PROBLEM TO SOLVE >> All lines from the entries below that contain the string "generate" should be copied out.

====== GIVEN INFORMATION ======

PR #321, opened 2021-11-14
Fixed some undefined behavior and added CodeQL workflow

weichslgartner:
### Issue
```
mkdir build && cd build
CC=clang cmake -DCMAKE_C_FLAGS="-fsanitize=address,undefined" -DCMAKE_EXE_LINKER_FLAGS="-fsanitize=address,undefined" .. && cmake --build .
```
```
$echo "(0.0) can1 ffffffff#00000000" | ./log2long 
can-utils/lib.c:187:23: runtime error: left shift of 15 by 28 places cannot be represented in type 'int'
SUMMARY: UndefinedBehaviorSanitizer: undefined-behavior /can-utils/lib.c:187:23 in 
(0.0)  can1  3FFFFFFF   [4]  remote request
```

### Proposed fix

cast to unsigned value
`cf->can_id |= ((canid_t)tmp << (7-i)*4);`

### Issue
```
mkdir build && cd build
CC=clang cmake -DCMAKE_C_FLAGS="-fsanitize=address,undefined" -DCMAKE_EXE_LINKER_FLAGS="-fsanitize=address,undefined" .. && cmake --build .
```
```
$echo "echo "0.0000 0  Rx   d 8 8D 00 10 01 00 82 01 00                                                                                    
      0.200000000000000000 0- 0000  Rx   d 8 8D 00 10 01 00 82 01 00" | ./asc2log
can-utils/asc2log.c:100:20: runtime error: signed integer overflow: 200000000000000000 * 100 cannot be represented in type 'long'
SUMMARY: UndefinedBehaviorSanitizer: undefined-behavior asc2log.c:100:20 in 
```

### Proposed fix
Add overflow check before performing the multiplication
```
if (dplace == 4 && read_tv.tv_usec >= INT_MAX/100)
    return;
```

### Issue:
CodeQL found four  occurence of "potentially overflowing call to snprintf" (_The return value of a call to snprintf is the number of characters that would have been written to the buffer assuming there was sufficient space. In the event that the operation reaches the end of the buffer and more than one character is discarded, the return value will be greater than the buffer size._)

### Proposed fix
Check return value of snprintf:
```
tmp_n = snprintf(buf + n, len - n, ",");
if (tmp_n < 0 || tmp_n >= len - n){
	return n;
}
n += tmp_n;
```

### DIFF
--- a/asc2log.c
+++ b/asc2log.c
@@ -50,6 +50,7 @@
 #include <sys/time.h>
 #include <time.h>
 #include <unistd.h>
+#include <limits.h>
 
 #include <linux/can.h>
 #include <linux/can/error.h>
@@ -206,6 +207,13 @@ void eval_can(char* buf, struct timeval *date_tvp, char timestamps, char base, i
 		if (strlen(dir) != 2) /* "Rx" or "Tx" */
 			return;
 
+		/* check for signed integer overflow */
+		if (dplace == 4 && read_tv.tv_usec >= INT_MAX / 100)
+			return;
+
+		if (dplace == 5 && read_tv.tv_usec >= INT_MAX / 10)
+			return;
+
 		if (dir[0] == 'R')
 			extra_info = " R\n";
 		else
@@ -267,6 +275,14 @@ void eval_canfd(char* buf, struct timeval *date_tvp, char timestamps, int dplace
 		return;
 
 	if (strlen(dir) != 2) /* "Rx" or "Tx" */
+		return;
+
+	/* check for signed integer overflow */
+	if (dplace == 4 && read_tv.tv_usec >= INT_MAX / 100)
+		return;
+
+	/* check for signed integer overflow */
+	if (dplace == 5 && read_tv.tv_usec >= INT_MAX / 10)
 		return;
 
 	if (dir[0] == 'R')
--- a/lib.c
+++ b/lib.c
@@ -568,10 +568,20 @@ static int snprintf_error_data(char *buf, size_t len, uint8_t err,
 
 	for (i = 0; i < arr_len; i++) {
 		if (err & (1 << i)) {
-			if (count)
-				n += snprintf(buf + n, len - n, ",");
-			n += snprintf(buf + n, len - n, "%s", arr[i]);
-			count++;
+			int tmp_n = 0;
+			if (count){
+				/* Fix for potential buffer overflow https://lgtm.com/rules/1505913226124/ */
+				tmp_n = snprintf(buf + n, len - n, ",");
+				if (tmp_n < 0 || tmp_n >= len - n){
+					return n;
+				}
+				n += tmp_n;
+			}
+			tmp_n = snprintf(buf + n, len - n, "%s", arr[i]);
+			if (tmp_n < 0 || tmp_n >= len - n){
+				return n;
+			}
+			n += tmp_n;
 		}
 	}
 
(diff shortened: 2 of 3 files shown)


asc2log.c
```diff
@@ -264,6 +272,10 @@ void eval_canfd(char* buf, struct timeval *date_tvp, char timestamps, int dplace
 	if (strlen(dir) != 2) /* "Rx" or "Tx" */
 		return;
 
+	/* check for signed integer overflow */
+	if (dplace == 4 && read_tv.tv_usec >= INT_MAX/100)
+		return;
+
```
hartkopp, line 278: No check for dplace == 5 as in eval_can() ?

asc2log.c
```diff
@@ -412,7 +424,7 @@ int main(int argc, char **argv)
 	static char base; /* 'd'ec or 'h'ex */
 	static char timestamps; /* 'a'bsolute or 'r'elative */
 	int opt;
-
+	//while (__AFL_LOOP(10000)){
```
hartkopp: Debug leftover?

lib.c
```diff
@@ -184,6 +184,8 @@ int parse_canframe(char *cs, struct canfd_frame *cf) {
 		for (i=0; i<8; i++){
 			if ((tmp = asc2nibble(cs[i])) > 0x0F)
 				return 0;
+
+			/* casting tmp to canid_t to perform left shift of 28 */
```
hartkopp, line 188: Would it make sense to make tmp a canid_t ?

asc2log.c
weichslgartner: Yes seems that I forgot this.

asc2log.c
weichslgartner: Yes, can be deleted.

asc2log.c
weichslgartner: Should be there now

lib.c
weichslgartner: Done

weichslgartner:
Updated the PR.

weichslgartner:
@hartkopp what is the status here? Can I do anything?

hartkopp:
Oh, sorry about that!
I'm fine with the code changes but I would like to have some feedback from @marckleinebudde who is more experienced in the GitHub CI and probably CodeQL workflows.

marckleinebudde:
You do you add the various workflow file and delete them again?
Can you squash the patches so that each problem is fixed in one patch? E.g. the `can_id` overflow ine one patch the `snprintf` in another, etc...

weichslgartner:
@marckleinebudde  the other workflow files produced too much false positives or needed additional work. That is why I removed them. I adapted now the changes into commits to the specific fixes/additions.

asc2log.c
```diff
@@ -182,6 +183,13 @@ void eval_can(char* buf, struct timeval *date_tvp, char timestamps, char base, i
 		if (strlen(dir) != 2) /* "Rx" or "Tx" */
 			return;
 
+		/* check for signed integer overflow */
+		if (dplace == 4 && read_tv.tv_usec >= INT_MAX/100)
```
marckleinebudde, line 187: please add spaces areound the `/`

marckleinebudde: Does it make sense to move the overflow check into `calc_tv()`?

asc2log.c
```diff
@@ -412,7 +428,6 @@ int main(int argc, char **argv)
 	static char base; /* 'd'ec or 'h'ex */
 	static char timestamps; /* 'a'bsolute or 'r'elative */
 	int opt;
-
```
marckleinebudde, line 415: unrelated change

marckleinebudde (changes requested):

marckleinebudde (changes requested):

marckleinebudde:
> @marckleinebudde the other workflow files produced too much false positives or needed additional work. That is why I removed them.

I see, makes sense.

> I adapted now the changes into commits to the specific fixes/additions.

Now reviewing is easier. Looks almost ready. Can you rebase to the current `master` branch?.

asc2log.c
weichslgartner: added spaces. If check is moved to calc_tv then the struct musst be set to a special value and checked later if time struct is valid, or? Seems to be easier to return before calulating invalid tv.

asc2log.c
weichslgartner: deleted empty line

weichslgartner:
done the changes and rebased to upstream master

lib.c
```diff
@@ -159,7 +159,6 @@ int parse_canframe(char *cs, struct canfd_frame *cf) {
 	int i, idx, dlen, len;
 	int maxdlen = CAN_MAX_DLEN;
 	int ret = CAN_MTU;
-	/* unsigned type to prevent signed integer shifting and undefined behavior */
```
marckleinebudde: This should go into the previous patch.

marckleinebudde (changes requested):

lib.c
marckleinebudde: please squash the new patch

======
====== GIVEN INFORMATION ======

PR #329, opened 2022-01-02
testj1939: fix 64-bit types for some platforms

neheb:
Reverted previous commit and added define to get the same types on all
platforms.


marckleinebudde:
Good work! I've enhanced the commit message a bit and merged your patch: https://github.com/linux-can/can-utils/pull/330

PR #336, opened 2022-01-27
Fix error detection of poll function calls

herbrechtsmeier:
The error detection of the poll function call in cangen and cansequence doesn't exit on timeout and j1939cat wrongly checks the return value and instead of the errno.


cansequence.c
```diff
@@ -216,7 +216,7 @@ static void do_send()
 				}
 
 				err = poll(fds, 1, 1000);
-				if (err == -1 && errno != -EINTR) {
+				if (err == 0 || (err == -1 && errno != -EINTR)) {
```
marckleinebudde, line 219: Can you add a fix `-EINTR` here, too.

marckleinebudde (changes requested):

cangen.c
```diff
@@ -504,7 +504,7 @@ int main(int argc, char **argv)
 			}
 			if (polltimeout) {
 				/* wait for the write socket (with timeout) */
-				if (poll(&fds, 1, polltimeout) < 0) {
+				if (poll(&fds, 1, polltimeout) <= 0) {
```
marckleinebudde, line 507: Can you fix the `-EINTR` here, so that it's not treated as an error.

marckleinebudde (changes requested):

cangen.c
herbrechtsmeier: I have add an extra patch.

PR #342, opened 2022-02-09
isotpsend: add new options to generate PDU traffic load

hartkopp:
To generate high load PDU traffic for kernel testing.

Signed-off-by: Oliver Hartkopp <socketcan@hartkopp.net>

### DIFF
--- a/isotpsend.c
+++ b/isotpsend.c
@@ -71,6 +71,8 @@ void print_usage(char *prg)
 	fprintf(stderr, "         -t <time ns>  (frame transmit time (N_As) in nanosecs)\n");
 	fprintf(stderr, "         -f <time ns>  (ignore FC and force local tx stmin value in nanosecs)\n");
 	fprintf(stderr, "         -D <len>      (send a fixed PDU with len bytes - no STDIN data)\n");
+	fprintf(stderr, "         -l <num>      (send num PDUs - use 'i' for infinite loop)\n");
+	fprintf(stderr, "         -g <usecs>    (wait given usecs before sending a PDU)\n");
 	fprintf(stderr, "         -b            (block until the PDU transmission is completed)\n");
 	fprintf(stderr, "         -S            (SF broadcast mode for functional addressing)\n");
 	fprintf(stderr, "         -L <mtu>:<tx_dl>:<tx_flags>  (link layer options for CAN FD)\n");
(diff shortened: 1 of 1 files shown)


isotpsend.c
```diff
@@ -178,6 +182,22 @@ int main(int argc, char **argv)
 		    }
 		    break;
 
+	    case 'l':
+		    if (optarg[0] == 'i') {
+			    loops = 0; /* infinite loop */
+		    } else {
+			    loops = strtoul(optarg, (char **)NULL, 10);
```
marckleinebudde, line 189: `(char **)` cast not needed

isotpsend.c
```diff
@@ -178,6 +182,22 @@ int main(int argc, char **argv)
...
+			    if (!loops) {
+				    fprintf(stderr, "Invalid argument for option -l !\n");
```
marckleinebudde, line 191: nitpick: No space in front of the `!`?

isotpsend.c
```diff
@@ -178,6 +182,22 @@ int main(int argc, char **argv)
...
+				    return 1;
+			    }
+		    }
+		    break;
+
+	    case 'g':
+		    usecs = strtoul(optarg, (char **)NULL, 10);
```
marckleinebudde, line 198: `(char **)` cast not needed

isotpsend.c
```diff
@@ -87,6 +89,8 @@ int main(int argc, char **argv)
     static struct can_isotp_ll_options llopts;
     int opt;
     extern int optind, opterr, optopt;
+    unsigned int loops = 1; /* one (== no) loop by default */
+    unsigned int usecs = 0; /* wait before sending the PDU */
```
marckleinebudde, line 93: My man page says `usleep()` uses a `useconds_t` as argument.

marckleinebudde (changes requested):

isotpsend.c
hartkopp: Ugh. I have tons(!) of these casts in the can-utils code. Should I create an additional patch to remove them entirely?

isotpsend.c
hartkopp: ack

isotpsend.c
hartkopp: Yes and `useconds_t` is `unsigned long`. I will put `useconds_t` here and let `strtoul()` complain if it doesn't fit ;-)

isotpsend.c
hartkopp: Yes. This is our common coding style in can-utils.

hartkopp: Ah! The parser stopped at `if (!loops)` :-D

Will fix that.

======
====== GIVEN INFORMATION ======

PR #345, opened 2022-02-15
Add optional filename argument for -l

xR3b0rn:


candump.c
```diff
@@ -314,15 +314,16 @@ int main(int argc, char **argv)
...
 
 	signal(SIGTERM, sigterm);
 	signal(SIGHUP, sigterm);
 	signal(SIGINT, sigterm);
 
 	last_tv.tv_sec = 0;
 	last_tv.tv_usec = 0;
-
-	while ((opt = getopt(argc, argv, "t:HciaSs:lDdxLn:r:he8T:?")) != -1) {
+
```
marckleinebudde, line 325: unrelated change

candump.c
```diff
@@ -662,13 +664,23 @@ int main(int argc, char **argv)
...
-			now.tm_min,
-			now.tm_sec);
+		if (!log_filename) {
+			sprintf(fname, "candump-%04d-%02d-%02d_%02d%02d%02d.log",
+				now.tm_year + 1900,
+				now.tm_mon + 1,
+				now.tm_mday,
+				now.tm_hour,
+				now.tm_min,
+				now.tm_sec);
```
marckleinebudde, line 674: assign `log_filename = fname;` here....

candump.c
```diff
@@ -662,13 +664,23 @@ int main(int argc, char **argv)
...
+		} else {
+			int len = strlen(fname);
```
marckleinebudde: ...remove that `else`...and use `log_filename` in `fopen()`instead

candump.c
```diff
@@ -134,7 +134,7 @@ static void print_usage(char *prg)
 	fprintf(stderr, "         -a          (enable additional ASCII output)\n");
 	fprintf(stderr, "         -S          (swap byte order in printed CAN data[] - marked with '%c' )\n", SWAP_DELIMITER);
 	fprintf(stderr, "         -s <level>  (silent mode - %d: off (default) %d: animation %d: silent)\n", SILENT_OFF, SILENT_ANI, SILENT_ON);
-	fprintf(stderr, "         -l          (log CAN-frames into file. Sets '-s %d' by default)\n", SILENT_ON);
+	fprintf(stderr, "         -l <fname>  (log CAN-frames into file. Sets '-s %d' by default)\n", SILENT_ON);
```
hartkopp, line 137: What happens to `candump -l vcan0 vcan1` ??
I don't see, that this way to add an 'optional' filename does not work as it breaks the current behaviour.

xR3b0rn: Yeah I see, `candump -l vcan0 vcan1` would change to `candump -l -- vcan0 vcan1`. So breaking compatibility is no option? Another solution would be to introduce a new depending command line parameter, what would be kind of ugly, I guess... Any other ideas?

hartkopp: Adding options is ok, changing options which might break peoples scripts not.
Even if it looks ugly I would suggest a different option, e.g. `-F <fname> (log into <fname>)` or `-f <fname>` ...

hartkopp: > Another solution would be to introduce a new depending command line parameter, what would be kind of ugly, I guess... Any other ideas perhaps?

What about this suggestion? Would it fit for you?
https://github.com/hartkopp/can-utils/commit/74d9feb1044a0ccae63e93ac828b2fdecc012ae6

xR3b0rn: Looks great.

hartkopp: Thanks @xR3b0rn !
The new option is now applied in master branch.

======

RESULT OF THIS EXERCISE >>
isotpsend: add new options to generate PDU traffic load
To generate high load PDU traffic for kernel testing.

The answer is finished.